Por: Amanda Paganini e Carol Dias.

No coração de São Paulo, especificamente na República e na Santa Cecília, abriga narrativas entrelaçadas de comida, memória e renovação. No centro da cidade, onde as calçadas misturam perfume de flores, cheiro de pastel frito e vento que se espraia na madrugada, ressurgia o diálogo entre o antigo e o novo, marcado, de forma exemplar, por locais como La Casserole e Bar Moela.
La Casserole: tradição que resiste
Fundado em 1954 por Roger e Fortunée Henry, La Casserole acolhe há quase sete décadas em sua fachada clássica no Largo do Arouche, em frente ao Mercado de Flores, um pedaço de Paris em pleno centro de São Paulo. Nem tudo é pedra ou nostalgia: o restaurante, sob comando da família Henry, mantém viva a alma francesa dos fundadores, mas dialoga com o presente. “O clássico sempre atual”, como diz Leo Henry, traduz a fidelidade aos pratos herdados (o pato ao molho de laranja, o coelho ao molho de ameixas) e ao ritual de finalizar pratos à mesa, filés em panelas de cobre, linguado, pernil de cordeiro fatiado, salmão defumado, ao mesmo tempo em que abre espaço para inovações.

Em 2024, ao celebrar seus 70 anos, La Casserole lançou uma série de novidades: vinhos comemorativos, menu degustação com chefs convidados, eventos culturais que entrelaçam artes plásticas, música e gastronomia, um baile de máscaras será a cereja do bolo. Essa postura mostra como a casa é mais do que um restaurante: é um ponto de referência na revitalização cultural do Centro.
Bar Moela: o novo boteco com raízes

Contrastando com La Casserole, o Bar Moela é uma aposta recente, aberto em 2020 em Santa Cecília. Mas sua chegada promete mudar o ritmo do circuito de botequins paulistanos. O Moela trouxe de volta uma intimidade que parece se perder nos bares mais recentes: mesas na calçada, petiscos ousados e inventivos, cerveja gelada, conversa compartilhada, uma atmosfera que mistura o informal e o gourmet.
Nos últimos meses, a casa passou por reformas, calçada revitalizada, piso novo, adição de banheiro, ampliação da cozinha, para comportar melhor o público crescente. O cardápio tem bolinhos variados (o de carne com tutano, bolovo de cordeiro desfiado etc.), porções frias como vinagrete de feijão-fradinho, drinks criativos e aquela juventude que quer sabor sem formalidades.

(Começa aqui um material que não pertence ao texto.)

PR #5180, opened 2020-10-01
Minor simplifications to substitution map class

ajreynol:
This class is an important utility in preprocessing, which we are adding proof support for.  This simplifies the interface of this class with regards to unused interfaces for clarity.


HanielB (approved):
LGTM, but please say at a high level what and why you're deleting in the description of the commit when merging.

PR #5181, opened 2020-10-01
Standardization of Theory

ajreynol:
This cleans up various interfaces of Theory now that all theories have been updated to the new standard. This includes making check non-virtual, standardizing when trigger terms are added to equality engines, and simplifications for collectModelInfo.


4tXJ7f (approved):
Awesome, that's a nice milestone.

PR #5182, opened 2020-10-01
Remove duplicate declarations in th_bv.plf

alex-ozdemir:
I think this is dead code now, but still good to fix.


yoni206 (approved):
LGTM. one question: how did u know which version of concat to delete? (in case of some legacy usage of old proofs, does CVC4 generate the more complex concat?)

PR #5183, opened 2020-10-01
Remove duplicate declarations in th_bv.plf

alex-ozdemir:
I think this is dead code now, but still good to fix.


alex-ozdemir:
Sorry for the repeat.

In answer to question, yoni: I knew the second `concat` was the right one because LFSC implements shadowing :), so the first one just got overwritten.

yoni206 (approved):

PR #5184, opened 2020-10-01
Decouple modules from TheoryArithPrivate

ajreynol:
This decouples the arithmetic rewriter, the operator eliminator and the non-linear extension from TheoryArithPrivate and performs some minor cleanup.

This is in preparation for further refactoring of (lazy) arithmetic operator elimination.


src/theory/arith/theory_arith_private.cpp
```diff
@@ -3641,31 +3586,23 @@ void TheoryArithPrivate::postCheck(Theory::Effort effortLevel)
...
   if(Debug.isOn("arith::print_model")) {
     debugPrintModel(Debug("arith::print_model"));
   }
   Debug("arith") << "TheoryArithPrivate::check end" << std::endl;
+  return emmittedConflictOrSplit;
+}
+
+bool TheoryArithPrivate::isNonlinearIncomplete() const
+{
+  return d_nlIncomplete;
```
nafur, line 3605: Why does this piece of information still live in `TheoryArithPrivate`?

src/theory/arith/theory_arith.cpp
```diff
@@ -101,15 +99,55 @@ void TheoryArith::preRegisterTerm(TNode n)
...
 
 TrustNode TheoryArith::ppRewrite(TNode atom)
 {
   CodeTimer timer(d_ppRewriteTimer, /* allow_reentrant = */ true);
-  return d_internal->ppRewrite(atom);
+  Debug("arith::preprocess") << "arith::preprocess() : " << atom << endl;
+
+  if (options::arithRewriteEq())
+  {
+    if (atom.getKind() == kind::EQUAL && atom[0].getType().isReal())
```
nafur, line 115: Can't we do this for `Int` as well?

nafur (commented):
I'd suggest to move the `d_nlIncomplete` flag to `TheoryArith`...

src/theory/arith/theory_arith_private.cpp
ajreynol: This flag indicates whether `TheoryArithPrivate` is incomplete when used in isolation.  In other words, this tracks if the linear solver encountered any non-linear facts.

This is required when the non-linear extension is disabled.  This would hypothetically catch cases where non-linear arithmetic was accidentally introduced in a linear logic or in any other case where the non-linear extension is disabled.

src/theory/arith/theory_arith.cpp
ajreynol: Int is a subtype of Real, so this already handles Int.

src/theory/arith/theory_arith_private.cpp
nafur: Ah, I see. The current name seems to suggest that the (computation of the) nonlinear extension was incomplete. Can we rename the flag? (like `foundNonlinearity`?)

nafur (approved):
LGTM.

PR #5186, opened 2020-10-02
Add operators bag.from_set, bag.to_set to the theory of bags

mudathirmahgoub:


mudathirmahgoub:
This PR needs to be updated after the following PR is merged 
https://github.com/CVC4/CVC4/pull/5179

src/theory/bags/bags_rewriter.cpp
```diff
@@ -429,6 +430,19 @@ BagsRewriteResponse BagsRewriter::rewriteIsSingleton(const TNode& n) const
...
 
+BagsRewriteResponse BagsRewriter::rewriteFromSet(const TNode& n) const
+{
+  Assert(n.getKind() == BAG_FROM_SET);
+  if (n[0].getKind() == SINGLETON)
+  {
+    // (bag.from_set (singleton (singleton_op Int) x)) = (mkBag x 1)
+    Node one = d_nm->mkConst(Rational(1));
+    Node bag = d_nm->mkNode(MK_BAG, n[0][0], one);
+    return BagsRewriteResponse(bag, Rewrite::IS_SINGLETON_MK_BAG);
```
ajreynol, line 441: Update Rewrite value.

src/theory/bags/bags_rewriter.cpp
```diff
@@ -71,6 +71,7 @@ RewriteResponse BagsRewriter::postRewrite(TNode n)
       case BAG_CHOOSE: response = rewriteChoose(n); break;
       case BAG_CARD: response = rewriteCard(n); break;
       case BAG_IS_SINGLETON: response = rewriteIsSingleton(n); break;
+      case BAG_FROM_SET: response = rewriteFromSet(n); break;
```
ajreynol, line 74: What about BAG_TO_SET?  You should add a rewrite function and I believe there is a dual rewrite rule (bag.to_set (mk_bag x n)) = (singleton x).

ajreynol (changes requested):

src/theory/bags/bags_rewriter.cpp
mudathirmahgoub: Done. I guess reveals some `suspicious` operation :)

src/theory/bags/bags_rewriter.cpp
mudathirmahgoub: I thought about this. But if `n` is a variable, then it can be assigned a negative or zero multiplicity later, which would make the bag empty. As a result, bag.to_set` returns the emptyset. If `n` is a positive constant, then, this is not in a normal form, and  should be handled by `NormalForm::evaluate` which would return `(singleton (singleton_op t) x)`.

ajreynol: Ah right. Although I think there is still a case where the element is not constant and the multiplicity is a postitive constant, where you'd need e.g.
`(bag.to_set (mkBag x 4)) ---> (singleton x)`.

mudathirmahgoub: Done. I missed this case when the element is a variable. Thanks for pointing this out.

ajreynol (approved):
LGTM

PR #5188, opened 2020-10-02
Add arithmetic preprocess module

ajreynol:
This class serves a similar purpose to the strings preprocess module (https://github.com/CVC4/CVC4/blob/master/src/theory/strings/theory_strings_preprocess.h).

It can potentially be used for reducing extended arithmetic operators on demand via lemmas. 

This PR does not change the current behavior, but generalizes the use of operator elimination in TheoryArith to make this possible.


src/theory/arith/arith_preprocess.cpp
```diff
@@ -0,0 +1,67 @@
...
+    return (*it).second;
+  }
+  TrustNode tn = eliminate(atom);
+  if (tn.isNull())
+  {
+    // did not reduce
+    d_reduced[atom] = false;
+    return false;
+  }
+  // tn is of kind REWRITE, turn this into a LEMMA here
```
nafur, line 45: If it can only be `REWRITE`, we might want to assert this here. Why can't it be a conflict?

src/theory/arith/arith_preprocess.h
```diff
@@ -0,0 +1,80 @@
...
+  TrustNode eliminate(TNode n);
+  /**
+   * Reduce assertion. This sends a lemma via the inference manager if atom
+   * contains any extended operators. When applicable, the lemma is of the form:
+   *   atom == d_opElim.eliminate(atom)
+   * This method returns true if a lemma of the above form was added to
+   * the inference manager. Note this returns true even if this lemma was added
+   * on a previous call.
+   */
+  bool reduceAssertion(TNode atom);
```
nafur, line 59: I'm a bit confused on how this is supposed to be used. Shouldn't the user of this method get to know about the reduced node? (i.e. return a `Node` instead of a `bool`)

nafur (changes requested):
I'm not sure about the interface of the new `reduceAssertion`. Can you explain a bit how this is supposed to be used?

src/theory/arith/arith_preprocess.h
ajreynol: I don't see a use case for knowing the Node.  This module has access to the inference manager so it can send the lemma itself, where notice that the reduced form of atom will come back as an asserted literal.

Notice that there is a distinction between this module and the operator elimination module, if you did want to know the reduced form of a Node, you could use that module.

src/theory/arith/arith_preprocess.cpp
ajreynol: It cant be a conflict because the lemma is of the form (= atom REDUCE(atom)) where atom does not simplify to a constant.

I'll add the assertion.

src/theory/arith/arith_preprocess.h
nafur: I see.

nafur (approved):
LGTM.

Centro, renovação e cultura viva
O que une La Casserole e Bar Moela, além de pertencerem geograficamente ao Centro, é o papel que assumem na pulsação urbana: preservação e reinvenção. São Paulo, especialmente seu centro, vive uma tensão: abandono, migração de moradores e de negócios, insegurança, mas também movimentos ativos de revitalização, de fachadas, calçadas, ruas, oferta cultural e gastronômica.
Locais como La Casserole servem de monumentos vivos; resistem aos ventos do tempo não como máquinas de nostalgia, mas como instituições que se atualizam. Já estabelecimentos como o Moela demonstram que há espaço para novos hábitos, para a reinvenção da botecagem, para que o centro seja lugar de encontro, festa, sabor e convívio.
Essa revitalização passa pelos detalhes: calçadas arrumadas, iluminação pensada, serviço atento, bairros seguros o suficiente para que se chegue com alegria, não com desconfiança. E, claro, por uma cultura que valoriza identidade: culinária que conta quem somos, que acolhe quem veio de fora e quem sempre viveu ali.

O sabor da continuidade
Num prato de coelho ou no peito generoso de cordeiro fatiado à mesa, no bolinho crocante servido ao entardecer, está contida uma narrativa: de famílias que cozinham histórias, de ruas que guardam ecos de risos antigos, de jovens que reimaginam o bar como espaço de pertencimento.
La Casserole e Bar Moela, cada um ao seu modo, são espelhos: um do passado que permanece, outro do presente que ousa reinventar. Juntos, mostram que culinária antiga e nova podem coexistir e impulsionar a transformação, não só dos cardápios, mas das cidades, dos bairros, das memórias. E que no Centro de São Paulo há mais vida do que muitos veem, há sabor, história e futuro.